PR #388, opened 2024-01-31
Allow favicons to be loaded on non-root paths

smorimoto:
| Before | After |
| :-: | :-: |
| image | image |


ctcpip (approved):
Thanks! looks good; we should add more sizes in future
# # # # # # #
Exercise instructions: Copy out the lines starting at the one containing "image | image |" and ending with the last line of the entries. Include nothing else.

Written response:
| image | image |


ctcpip (approved):
Thanks! looks good; we should add more sizes in future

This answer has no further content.